━━ EXTRACTED DATA ━━

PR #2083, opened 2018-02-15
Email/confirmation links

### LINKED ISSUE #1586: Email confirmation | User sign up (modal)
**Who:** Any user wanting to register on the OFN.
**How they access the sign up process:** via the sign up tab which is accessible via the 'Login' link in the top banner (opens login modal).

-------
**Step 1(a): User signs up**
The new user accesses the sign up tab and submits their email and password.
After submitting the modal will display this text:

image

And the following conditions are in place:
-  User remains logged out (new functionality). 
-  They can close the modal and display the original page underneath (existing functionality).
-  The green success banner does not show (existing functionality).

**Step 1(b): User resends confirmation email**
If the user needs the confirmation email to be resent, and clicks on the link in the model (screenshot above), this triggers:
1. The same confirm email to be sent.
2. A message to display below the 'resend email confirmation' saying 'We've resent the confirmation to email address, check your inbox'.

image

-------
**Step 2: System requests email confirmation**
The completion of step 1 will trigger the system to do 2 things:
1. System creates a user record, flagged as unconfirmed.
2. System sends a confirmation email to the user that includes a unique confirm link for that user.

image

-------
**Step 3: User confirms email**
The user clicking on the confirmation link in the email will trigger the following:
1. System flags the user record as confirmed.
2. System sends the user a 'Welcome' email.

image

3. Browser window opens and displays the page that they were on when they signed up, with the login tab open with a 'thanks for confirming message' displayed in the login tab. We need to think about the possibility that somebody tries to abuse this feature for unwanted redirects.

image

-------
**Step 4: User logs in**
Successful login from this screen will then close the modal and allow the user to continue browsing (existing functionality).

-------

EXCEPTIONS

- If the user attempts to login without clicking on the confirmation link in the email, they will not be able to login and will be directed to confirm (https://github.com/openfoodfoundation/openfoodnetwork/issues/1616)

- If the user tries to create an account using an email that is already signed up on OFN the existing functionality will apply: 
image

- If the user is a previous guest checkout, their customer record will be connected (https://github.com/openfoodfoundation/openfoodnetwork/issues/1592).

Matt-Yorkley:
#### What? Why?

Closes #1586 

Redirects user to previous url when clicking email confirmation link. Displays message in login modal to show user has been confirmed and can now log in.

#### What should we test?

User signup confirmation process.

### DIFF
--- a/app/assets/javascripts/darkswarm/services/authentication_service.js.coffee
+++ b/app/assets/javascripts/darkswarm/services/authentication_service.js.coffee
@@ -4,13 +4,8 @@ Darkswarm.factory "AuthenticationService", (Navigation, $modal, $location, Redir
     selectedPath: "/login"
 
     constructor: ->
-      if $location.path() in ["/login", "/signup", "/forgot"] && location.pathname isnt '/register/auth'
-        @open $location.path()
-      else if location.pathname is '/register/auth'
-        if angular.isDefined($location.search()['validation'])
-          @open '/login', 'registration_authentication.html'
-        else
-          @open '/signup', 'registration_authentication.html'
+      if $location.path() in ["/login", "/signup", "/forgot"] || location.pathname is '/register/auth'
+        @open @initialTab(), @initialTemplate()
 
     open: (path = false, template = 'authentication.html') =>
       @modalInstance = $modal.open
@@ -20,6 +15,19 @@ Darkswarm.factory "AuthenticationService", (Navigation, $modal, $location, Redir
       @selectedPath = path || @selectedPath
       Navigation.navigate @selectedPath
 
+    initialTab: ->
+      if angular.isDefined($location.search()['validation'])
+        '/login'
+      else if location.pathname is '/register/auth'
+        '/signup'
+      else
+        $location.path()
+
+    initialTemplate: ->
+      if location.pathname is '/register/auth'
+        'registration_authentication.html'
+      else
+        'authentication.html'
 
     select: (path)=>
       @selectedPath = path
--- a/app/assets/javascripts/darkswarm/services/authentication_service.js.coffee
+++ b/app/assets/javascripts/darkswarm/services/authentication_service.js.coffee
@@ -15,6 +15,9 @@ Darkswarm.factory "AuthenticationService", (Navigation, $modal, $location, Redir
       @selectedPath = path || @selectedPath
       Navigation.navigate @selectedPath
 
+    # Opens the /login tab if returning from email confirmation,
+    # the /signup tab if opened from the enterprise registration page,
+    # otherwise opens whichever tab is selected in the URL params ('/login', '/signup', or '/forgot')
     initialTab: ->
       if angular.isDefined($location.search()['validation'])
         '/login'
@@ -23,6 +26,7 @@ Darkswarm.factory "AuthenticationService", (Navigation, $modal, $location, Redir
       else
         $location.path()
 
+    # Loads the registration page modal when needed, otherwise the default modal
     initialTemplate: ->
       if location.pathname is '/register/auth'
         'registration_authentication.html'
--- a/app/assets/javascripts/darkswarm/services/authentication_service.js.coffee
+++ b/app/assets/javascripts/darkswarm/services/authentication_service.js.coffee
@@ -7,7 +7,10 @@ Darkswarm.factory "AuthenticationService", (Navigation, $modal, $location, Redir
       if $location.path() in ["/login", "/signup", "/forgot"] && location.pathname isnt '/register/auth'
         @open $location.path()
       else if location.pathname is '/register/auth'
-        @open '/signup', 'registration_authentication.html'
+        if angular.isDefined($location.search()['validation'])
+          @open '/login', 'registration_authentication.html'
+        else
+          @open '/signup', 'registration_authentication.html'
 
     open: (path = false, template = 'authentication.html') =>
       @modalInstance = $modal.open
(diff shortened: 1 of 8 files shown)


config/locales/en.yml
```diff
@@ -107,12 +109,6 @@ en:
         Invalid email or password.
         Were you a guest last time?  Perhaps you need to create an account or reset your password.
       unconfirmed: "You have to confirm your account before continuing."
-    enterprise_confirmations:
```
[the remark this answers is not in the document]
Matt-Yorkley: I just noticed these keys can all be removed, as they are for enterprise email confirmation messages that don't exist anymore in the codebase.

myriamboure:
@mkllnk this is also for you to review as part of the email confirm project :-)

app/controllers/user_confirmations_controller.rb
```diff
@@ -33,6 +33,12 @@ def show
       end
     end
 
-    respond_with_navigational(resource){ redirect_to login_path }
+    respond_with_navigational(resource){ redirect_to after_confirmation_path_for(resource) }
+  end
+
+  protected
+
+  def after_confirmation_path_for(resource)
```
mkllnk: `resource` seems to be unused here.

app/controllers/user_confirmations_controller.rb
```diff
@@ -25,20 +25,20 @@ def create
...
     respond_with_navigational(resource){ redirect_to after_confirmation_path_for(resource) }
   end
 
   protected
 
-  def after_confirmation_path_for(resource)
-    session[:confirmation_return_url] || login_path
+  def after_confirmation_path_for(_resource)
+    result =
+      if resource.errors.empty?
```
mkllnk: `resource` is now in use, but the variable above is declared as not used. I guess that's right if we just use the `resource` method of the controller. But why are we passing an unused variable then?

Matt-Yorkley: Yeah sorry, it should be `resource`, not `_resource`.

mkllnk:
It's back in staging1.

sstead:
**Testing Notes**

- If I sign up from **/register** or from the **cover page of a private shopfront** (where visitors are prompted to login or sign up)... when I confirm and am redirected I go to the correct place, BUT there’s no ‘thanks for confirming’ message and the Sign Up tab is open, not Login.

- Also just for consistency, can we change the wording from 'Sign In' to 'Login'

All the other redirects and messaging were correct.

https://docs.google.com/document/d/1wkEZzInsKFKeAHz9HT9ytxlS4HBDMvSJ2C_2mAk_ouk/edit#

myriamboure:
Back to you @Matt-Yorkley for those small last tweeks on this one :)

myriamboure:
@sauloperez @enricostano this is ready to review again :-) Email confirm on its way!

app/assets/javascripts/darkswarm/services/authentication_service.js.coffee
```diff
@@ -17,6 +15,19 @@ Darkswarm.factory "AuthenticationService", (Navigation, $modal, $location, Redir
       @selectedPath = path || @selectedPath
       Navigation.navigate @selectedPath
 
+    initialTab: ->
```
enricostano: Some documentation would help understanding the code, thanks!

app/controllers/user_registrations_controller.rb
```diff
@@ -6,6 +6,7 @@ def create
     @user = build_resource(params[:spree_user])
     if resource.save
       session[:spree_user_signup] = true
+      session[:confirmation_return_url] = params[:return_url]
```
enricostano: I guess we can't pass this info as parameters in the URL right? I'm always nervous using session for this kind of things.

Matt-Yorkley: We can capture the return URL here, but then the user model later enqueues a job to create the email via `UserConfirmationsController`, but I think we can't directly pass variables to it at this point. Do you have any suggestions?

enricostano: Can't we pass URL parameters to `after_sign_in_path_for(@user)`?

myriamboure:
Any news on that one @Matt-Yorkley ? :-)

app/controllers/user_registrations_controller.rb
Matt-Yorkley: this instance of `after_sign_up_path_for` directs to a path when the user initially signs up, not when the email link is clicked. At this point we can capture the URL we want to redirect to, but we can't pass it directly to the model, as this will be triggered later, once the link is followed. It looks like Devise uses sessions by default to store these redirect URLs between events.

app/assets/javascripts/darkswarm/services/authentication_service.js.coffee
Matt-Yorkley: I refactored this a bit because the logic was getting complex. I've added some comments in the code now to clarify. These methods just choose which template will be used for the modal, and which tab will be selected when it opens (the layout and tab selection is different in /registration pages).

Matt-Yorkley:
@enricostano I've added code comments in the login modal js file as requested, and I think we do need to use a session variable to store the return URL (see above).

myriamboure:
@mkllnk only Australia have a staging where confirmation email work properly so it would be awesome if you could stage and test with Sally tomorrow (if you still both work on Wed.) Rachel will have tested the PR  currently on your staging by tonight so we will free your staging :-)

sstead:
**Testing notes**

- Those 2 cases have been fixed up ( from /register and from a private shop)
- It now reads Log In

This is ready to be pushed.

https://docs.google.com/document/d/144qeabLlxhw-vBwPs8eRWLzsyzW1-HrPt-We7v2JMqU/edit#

━━━
━━ EXTRACTED DATA ━━

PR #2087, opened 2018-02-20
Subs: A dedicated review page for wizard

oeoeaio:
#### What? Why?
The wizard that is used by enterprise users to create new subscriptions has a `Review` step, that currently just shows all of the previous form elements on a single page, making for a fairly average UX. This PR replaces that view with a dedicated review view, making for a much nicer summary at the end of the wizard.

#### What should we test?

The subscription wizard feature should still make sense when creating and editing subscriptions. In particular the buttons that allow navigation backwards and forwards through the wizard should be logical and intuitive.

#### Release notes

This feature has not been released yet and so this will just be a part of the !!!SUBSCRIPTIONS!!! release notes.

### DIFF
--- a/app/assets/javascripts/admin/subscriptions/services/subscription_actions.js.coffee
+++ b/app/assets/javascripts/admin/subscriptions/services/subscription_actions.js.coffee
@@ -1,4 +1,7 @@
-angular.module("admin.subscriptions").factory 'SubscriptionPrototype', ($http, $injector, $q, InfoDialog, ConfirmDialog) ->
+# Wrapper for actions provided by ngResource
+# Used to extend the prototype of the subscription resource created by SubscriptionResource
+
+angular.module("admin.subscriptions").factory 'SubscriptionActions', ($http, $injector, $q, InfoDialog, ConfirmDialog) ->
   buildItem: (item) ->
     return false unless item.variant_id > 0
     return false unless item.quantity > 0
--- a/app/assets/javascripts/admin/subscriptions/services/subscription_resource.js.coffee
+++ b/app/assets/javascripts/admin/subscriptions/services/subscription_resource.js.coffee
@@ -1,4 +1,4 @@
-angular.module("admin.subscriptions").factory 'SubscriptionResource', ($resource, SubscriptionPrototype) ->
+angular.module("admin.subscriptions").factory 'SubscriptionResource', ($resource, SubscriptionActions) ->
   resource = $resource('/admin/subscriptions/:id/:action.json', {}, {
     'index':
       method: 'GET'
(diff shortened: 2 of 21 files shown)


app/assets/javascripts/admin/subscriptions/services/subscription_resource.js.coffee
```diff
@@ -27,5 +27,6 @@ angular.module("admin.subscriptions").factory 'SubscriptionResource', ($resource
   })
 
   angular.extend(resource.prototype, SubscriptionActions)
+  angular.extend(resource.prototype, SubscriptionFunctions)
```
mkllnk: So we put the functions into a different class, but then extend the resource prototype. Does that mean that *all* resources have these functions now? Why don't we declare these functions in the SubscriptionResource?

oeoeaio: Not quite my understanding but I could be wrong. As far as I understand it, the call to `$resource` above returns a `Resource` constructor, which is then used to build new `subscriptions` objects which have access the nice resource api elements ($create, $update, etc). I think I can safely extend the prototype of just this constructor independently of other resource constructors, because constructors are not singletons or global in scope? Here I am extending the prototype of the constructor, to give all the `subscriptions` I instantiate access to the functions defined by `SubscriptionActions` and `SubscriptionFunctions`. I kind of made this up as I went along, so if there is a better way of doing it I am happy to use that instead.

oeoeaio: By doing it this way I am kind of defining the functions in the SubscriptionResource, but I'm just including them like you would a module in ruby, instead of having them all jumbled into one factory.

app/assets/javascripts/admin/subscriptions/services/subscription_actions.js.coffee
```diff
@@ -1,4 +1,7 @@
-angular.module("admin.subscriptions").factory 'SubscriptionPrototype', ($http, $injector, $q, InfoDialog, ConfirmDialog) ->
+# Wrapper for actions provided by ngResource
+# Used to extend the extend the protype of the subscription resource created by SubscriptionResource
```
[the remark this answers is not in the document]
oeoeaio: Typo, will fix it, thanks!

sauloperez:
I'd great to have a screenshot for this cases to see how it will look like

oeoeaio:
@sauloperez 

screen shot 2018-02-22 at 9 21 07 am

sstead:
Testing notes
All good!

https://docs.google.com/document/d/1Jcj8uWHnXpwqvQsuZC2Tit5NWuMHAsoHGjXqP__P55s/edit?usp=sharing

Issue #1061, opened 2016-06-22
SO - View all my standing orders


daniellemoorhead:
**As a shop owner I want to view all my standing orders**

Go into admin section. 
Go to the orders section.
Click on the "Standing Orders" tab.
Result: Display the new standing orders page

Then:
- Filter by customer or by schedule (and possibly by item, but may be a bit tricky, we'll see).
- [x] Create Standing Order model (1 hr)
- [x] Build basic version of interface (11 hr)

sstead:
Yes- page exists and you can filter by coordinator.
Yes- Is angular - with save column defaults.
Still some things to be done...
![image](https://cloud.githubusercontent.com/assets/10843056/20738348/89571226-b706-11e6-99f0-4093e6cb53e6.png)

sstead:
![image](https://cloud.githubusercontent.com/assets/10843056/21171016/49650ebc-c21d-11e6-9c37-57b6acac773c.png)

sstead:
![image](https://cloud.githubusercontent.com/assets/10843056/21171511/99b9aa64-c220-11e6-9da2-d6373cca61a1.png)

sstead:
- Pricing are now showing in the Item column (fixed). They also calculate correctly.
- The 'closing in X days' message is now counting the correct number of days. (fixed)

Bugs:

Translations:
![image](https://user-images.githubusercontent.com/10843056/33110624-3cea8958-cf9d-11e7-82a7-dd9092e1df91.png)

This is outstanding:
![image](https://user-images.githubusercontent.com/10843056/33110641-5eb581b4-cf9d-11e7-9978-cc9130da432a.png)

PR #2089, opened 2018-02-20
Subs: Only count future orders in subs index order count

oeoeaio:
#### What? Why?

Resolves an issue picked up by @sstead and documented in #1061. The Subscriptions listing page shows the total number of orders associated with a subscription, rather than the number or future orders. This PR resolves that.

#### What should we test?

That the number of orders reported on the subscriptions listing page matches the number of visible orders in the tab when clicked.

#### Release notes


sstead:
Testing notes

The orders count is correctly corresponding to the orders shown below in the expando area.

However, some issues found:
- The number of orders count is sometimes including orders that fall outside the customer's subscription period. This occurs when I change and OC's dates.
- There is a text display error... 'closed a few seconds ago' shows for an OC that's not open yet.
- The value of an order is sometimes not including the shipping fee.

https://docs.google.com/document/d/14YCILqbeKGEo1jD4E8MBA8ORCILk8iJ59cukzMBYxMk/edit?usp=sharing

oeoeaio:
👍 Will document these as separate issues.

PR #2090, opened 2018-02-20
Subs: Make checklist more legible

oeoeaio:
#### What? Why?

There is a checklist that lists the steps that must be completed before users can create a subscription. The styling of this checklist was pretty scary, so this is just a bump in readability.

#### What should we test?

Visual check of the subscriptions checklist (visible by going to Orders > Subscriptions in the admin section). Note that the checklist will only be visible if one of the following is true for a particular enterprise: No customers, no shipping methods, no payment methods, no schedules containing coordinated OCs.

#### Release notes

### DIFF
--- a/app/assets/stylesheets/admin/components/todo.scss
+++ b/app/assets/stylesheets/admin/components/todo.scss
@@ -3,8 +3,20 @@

━━━
━━ EXTRACTED DATA ━━

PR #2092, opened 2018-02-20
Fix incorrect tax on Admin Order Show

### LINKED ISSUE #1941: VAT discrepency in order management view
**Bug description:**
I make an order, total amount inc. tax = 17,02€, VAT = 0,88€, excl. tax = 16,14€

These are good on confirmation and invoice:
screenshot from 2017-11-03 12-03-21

━━━

YOUR GOAL = Reproduce the lines of the entries above from the one with "PR #2083, opened 2018-02-15" to the one with "User signs up**", both included, exactly and without any other line.

OUTPUT OF THE TASK =
PR #2083, opened 2018-02-15
Email/confirmation links

### LINKED ISSUE #1586: Email confirmation | User sign up (modal)
**Who:** Any user wanting to register on the OFN.
**How they access the sign up process:** via the sign up tab which is accessible via the 'Login' link in the top banner (opens login modal).

-------
**Step 1(a): User signs up**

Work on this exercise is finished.